Avoid food that triggers eczema. The guilty culprits non-essential fats that interfere with the way your body absorbs healthy fats that are critical for healing. Unsurprisingly, sugary and fried foods increase inflammation and can reduce your little one’s immune system.

Stay away from the most common food allergens like gluten, dairy, shellfish and peanuts. These are likely to cause irritation and skin inflammation. Before you switch up their diet completely, we highly recommend that you consult a medical professional beforehand!

5. Embrace omega-3 fatty acids

Not all fat is made equal – some fats are better than others! Researchers from Norwegian University of Science and Technology have found that when fish is introduced into the diet of young children by the age of 9 months, and fish is eaten weekly, the risk for developing eczema reduces dramatically.

Cod liver oil might leave a nasty taste in your mouth, but it has many amazing benefits for your precious little one. From boosting their immune system, to improving cognitive functioning, to helping treat eczema. If your baby’s eczema starts to flare up, foods rich in omega-3 are a great natural eczema treatment that will boost immune system function and speed up the healing process.

6. Take probiotics

Probiotics are live bacteria and yeasts that are good for your health, especially your digestive system. Your body is full of bacteria, both good and bad. Probiotics, a good bacteria naturally present in our digestive tracts, help to keep your baby’s gut healthy.

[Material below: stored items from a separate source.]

PR #987, opened 2016-06-10
ZEPPELIN-694 Remove remote option on InterpreterOption

jongyoul:
### What is this PR for?
Removing some redundant codes for simplifying Zeppelin.

### What type of PR is it?
[Refactoring]

### Todos
* [x] - Remove remote option from InterpreterOption

### What is the Jira issue?
* https://issues.apache.org/jira/browse/ZEPPELIN-694

Users must be able to use Zeppelin without any changes

### Questions:

### DIFF
--- a/zeppelin-zengine/src/main/java/org/apache/zeppelin/interpreter/InterpreterFactory.java
+++ b/zeppelin-zengine/src/main/java/org/apache/zeppelin/interpreter/InterpreterFactory.java
@@ -312,7 +312,6 @@ public class InterpreterFactory implements InterpreterGroupFactory {
       // While we decided to turn this feature on always (without providing
       // enable/disable option on GUI).
       // previously created setting should turn this feature on here.
-//      setting.getOption().setRemote(true);
 
       InterpreterSetting intpSetting = new InterpreterSetting(
           setting.id(),
@@ -499,19 +498,11 @@ public class InterpreterFactory implements InterpreterGroupFactory {
     AngularObjectRegistry angularObjectRegistry;
 
     InterpreterGroup interpreterGroup = new InterpreterGroup(id);
-//    if (option.isRemote()) {
     angularObjectRegistry = new RemoteAngularObjectRegistry(
         id,
         angularObjectRegistryListener,
         interpreterGroup
     );
-//    } else {
-//      angularObjectRegistry = new AngularObjectRegistry(
-//          id,
-//          angularObjectRegistryListener);
-//
-//      // TODO(moon) : create distributed resource pool for local interpreters and set
-//    }
 
     interpreterGroup.setAngularObjectRegistry(angularObjectRegistry);
     return interpreterGroup;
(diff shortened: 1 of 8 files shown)


zeppelin-zengine/src/main/java/org/apache/zeppelin/interpreter/InterpreterFactory.java
```diff
@@ -499,19 +499,19 @@ public InterpreterGroup createInterpreterGroup(String id, InterpreterOption opti
...
+        angularObjectRegistryListener,
+        interpreterGroup
+    );
+//    } else {
+//      angularObjectRegistry = new AngularObjectRegistry(
+//          id,
+//          angularObjectRegistryListener);
+//
+//      // TODO(moon) : create distributed resource pool for local interpreters and set
+//    }
```
felixcheung: instead of commenting out, why not remove them?

zeppelin-zengine/src/main/java/org/apache/zeppelin/interpreter/InterpreterOption.java
```diff
@@ -21,25 +21,25 @@
  *
  */
 public class InterpreterOption {
-  boolean remote;
+//  boolean remote;
```
Leemoonsoo: I think it's better keep this field for a while (with mark @deprecated or something)
Without this field exist with 'true' value assigned, when previous version of Zeppelin read notebook created from newer version, previous version of Zeppelin will assume remote = 'false' and some interpreters will not work. (e.g. spark)

Leemoonsoo: There're some corresponding parts in front-end side. for example https://github.com/apache/zeppelin/blob/master/zeppelin-web/src/app/interpreter/interpreter.controller.js#L123

jongyoul: @Leemoonsoo Makes sense. I'll mark @deprecated instead of removing them.

zeppelin-zengine/src/main/java/org/apache/zeppelin/interpreter/InterpreterFactory.java
jongyoul: @felixcheung Even though github shows the changes but I thought it's easy to find out what the changes are. I'll remove them after review.

zeppelin-zengine/src/main/java/org/apache/zeppelin/interpreter/InterpreterOption.java
```diff
@@ -21,7 +21,7 @@
  *
  */
 public class InterpreterOption {
-  boolean remote;
+  boolean remote = false;
```
Leemoonsoo: I think default value should be 'true' to allow previous version of zeppelin work with it.

jongyoul: @Leemoonsoo My mistake.

jongyoul:
I'll make a new PR after I finish some preceding tasks.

Research has shown that probiotics can help prevent eczema in infants and decrease its severity. Probiotic will help improve digestion and nutrient absorption to help strengthen your baby’s immune system and less susceptible to allergens that can trigger eczema.

7. Get enough vitamin D

Vitamin D sits on the surface of the skin and increases the amount of good bacteria which can fight any irritants the skin comes into contact with. This means that it protects the skin from bad bacteria that can cause itchy skin, and it also reduces the levels of skin inflammation. This supervitamin also strengthens your baby’s skin barrier, giving more protection against eczema irritants and triggers.

We get our vitamin D from exposure to the sun (just be sure to lather on sunscreen with gentle ingredients) and vitamin D rich foods like cod liver oil, sardines and eggs.

These seven tips are just scratching the surface – remember that what causes eczema to flare up for one child might not be the same for another! Although doctors and researchers have yet to come up with a magic pill that cures eczema, these effective natural remedies can help prevent trigger future outbreaks and ease your little one’s discomfort when their eczema flares up.